***** Information shown

PR #20074, opened 2023-11-06
APM-822 Feature/apm 822 add metric for threads usage

Dronplane:
### Scope & Purpose
Added metric to expose number of  demanded threads.
Added option for setting default parallelism

- [ ] :hankey: Bugfix
- [ ] :pizza: New feature

### Checklist

- [ ] Tests
  - [ ] **Regression tests**
  - [ ] C++ **Unit tests**
  - [ ] **integration tests**
  - [ ] **resilience tests**
- [ ] Backports

#### Related Information

- [ ] Docs PR: 
- [ ] Enterprise PR:
- [ ] Design document:


Dronplane:
https://172.26.1.0/view/PR/job/arangodb-matrix-pr/32014/

MBkkt (commented):
I don't think it's needed and also I don't see any mention in APM-822.
So I think this shouldn't be done

MBkkt (changes requested):
I don't think it's needed and also I don't see any mention in APM-822.
So I think this shouldn't be done

arangod/IResearch/IResearchExecutionPool.cpp
```diff
@@ -0,0 +1,55 @@
...
+  uint64_t newval;
+  do {
+    newval = std::min(curr + n, _limit);
+  } while (!compare_exchange_weak(curr, newval));
+  auto add = newval - curr;
+  if (add > 0) {
+    // TODO: add a single call to thread_pool to change both
+    _pool.max_idle_delta(static_cast<int>(add));
+    _pool.max_threads_delta(static_cast<int>(add));
+  }
```
MBkkt, line 41: here can be added warn/info message about we don't have enough threads.

Dronplane:
> I don't think it's needed and also I don't see any mention in APM-822. So I think this shouldn't be done

I don't agree. We need to provide visibility to our customers. Using "htop"-like utility would not help as we are planning to use pool with pre-forked threads. So there would be no way to estimate if parallelism is used and if used  how actively.

MBkkt:
Well, I don't have better option.

But this approach also isn't option, because metrics especially with current value doesn't suite for this.

Honestly I'm not really sure why do we need provide such information at all, we don't make it for other concurrent activities, why for this?

Dronplane:
> because metrics especially with current value doesn't suite for this.
Why? 
> I'm not really sure why do we need provide such information at all, we don't make it for other concurrent activities, why for this?
You are wrong. There is  for example `arangodb_scheduler_num_awake_threads` metrics  and `arangodb_pregel_threads_number` and 'arangodb_scheduler_num_worker_threads' and so on

Dronplane:
https://jenkins.arangodb.biz/view/PR/job/arangodb-matrix-pr/32049/

PR #20075, opened 2023-11-06
don't output 'undefined' - this will give NaN in the xml

dothebart:
### Scope & Purpose

we would output NaN into the xml file, this came from the value `undefined`.

- [x] :hankey: Bugfix
- [x] Backports:
  - [x] [3.11](https://github.com/arangodb/arangodb/pull/20079)
  - [x] [3.10](https://github.com/arangodb/arangodb/pull/20080)


jsteemann (approved):
LGTM

PR #20077, opened 2023-11-06
Alternative UPSERT syntax

jsteemann:
### Scope & Purpose

**Experimental**

* Support alternative syntax for UPSERT queries, so that arbitrary filter conditions can be used. The alternative syntax is:

      UPSERT FILTER <expression>
      UPDATE|REPLACE ...

  The key change here is that the UPSERT will produce a new variable `$CURRENT`
  with the to-be-found document. This variable can be used in the following 
  filter condition to apply arbitrary filter conditions and not just equality
  matches.

- [ ] :hankey: Bugfix
- [x] :pizza: New feature

### Checklist

- [ ] Tests
  - [ ] **Regression tests**
  - [ ] C++ **Unit tests**
  - [x] **integration tests**
  - [ ] **resilience tests**
- [ ] Backports
  - [ ] Backport for 3.11: -
  - [ ] Backport for 3.10: -

#### Related Information

- [ ] Docs PR: 
- [ ] Enterprise PR:
- [ ] Design document:


MBkkt:
Is it same for execution?
```
for d in c
filter ...
upsert d ... in c
```
?

jsteemann:
> Is it same for execution?
> 
> ```
> for d in c
> filter ...
> upsert d ... in c
> ```

No, it is slightly different.
Right now our UPSERT syntax is
```
UPSERT <search-expression> INSERT ... UPDATE|REPLACE ...
```
where `<search-expression>` must be an object literal or a bind parameter.
That means it is currently possible to apply a "matching" filter condition for the UPSERT document lookup, e.g. `{ "value": 1, "foo": "bar" }`, but it is currently not possible to apply other filter conditions for the lookup, such as `<search doc>.value == 1 && <search doc>.foo != "bar" || IS_SAME_COLLECTION("foo", <search doc>._id)`.
This is exactly what this PR will add.
It is an experiment to check if the new syntax solves particular requirements with more complex lookup conditions that some users have. The outcome is yet unknown.

neunhoef (approved):
I think this is a sensible generalization. LGTM.

PR #2661, opened 2026-05-18
[PM-23301] feat: Share user session key across process boundaries

fedemkr:
## 🎟️ Tracking

https://bitwarden.atlassian.net/browse/PM-23301

## 📔 Objective

Stores the decrypted user encryption key in the keychain after a successful vault unlock, so that app extensions (AutoFill, Action, Share) can auto-unlock the vault without requiring user interaction, as long as the active session timeout policy permits it.

**Key changes:**

- **`BitwardenKeychainItem.userSessionKey`** — new keychain item stored with `kSecAttrAccessibleWhenUnlockedThisDeviceOnly`, cleared on logout alongside other per-user items.
- **`SessionTimeoutValue.allowsUserSessionKeySharing`** — returns `true` for all timed timeout values; `false` for `.immediately`, `.onAppRestart`, and `.never` (which uses its own dedicated keychain path).
- **`AuthRepository.unlockVaultWithSessionKey()`** — reads the session key from the keychain and unlocks the vault. Returns `false` (not an error) if no key is stored; deletes the stale key and rethrows on a decryption failure.
- **Key lifecycle management** — the session key is written after every successful unlock, and deleted on: manual lock, session timeout, and when the user changes to a timeout value that excludes sharing.
- **`AuthRoute.completeWithUserSessionKey` / `AuthRouter+Redirects`** — new redirect branch that auto-unlocks via the session key when the vault is locked but a valid key exists, bypassing the unlock screen entirely.
- **`NotificationCenterService.willResignActivePublisher()`** — new publisher for `UIApplication.willResignActiveNotification`; `AppProcessor` subscribes to it to record the last-active timestamp, covering the foreground → app-switcher-kill path where `didEnterBackground` never fires.


speedy1804:
Hi @fedemkr @morganzellers-bw ,
I’m just curious and wanted to ask if and when development on this feature will continue. I feel this is a feature the app really needs, but I notice that nothing has happened since this pull request was created in may. Are other things taking priority right now?
I’d really appreciate a reply!
Best regards, Speedy

fedemkr:
Hi @speedy1804, thanks for the follow-up! Yes, this is still on our radar. We're going through some internal review before moving forward, so other priorities have shifted the timeline a bit. No firm ETA yet, but it hasn't been abandoned.

speedy1804:
@fedemkr alright, thanks for clarification! 👍

PR #2665, opened 2026-05-19
[PM-37746] Add fallback to local sdk package

LRNcardozoWDF:
## 🎟️ Tracking

[PM-37746](https://bitwarden.atlassian.net/browse/PM-37746)

## 📔 Objective

Fall back to a local sdk-internal checkout and locally built sdk package when "LOCAL_SDK=true bootstrap".

## 📸 Screenshots

image

image

[PM-37746]: https://bitwarden.atlassian.net/browse/PM-37746?atlOrigin=eyJpIjoiNWRkNTljNzYxNjVmNDY3MDlhMDU5Y2ZhYzA5YTRkZjUiLCJwIjoiZ2l0aHViLWNvbS1KU1cifQ


Scripts/generate-mocks.sh
```diff
@@ -43,16 +44,31 @@ fi
...
+    if [ -z "$BITWARDEN_SDK_PATH" ]; then
+        # Last resort: local sdk-internal checkout at the well-known sibling path.
+        # SRCROOT is set by Xcode in build phases; derive from script location for standalone runs.
+        _script_dir="$(cd "$(dirname "${BASH_SOURCE[0]}")" && pwd)"
+        _repo_root="$(dirname "$_script_dir")"
+        _local_sdk_path="${SRCROOT:-$_repo_root}/../sdk-internal/crates/bitwarden-uniffi/swift"
+        if [ -d "$_local_sdk_path" ]; then
+            BITWARDEN_SDK_PATH="$(cd "$_local_sdk_path" && pwd)"
+        fi
     fi
```
fedemkr, line 66: 🤔 Is this needed? I mean wouldn't this end up being the exact same as the `BITWARDEN_SDK_PATH` path passed in `local-idk.yml -> settings`? Or which potential path case would this cover?

LRNcardozoWDF: Nice catch! You're right, lines 61-69 can be removed. Thank you

Scripts/generate-mocks.sh
fedemkr: ⛏️ I think this error message should be updated as `SourcePackages/` path is only for non-local flow.

fedemkr (approved):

**********

◆ **Aim of the task**: Determine how many lines of the material include the string "atlassian", and give only the resulting number.

◆ **Expected output**: 3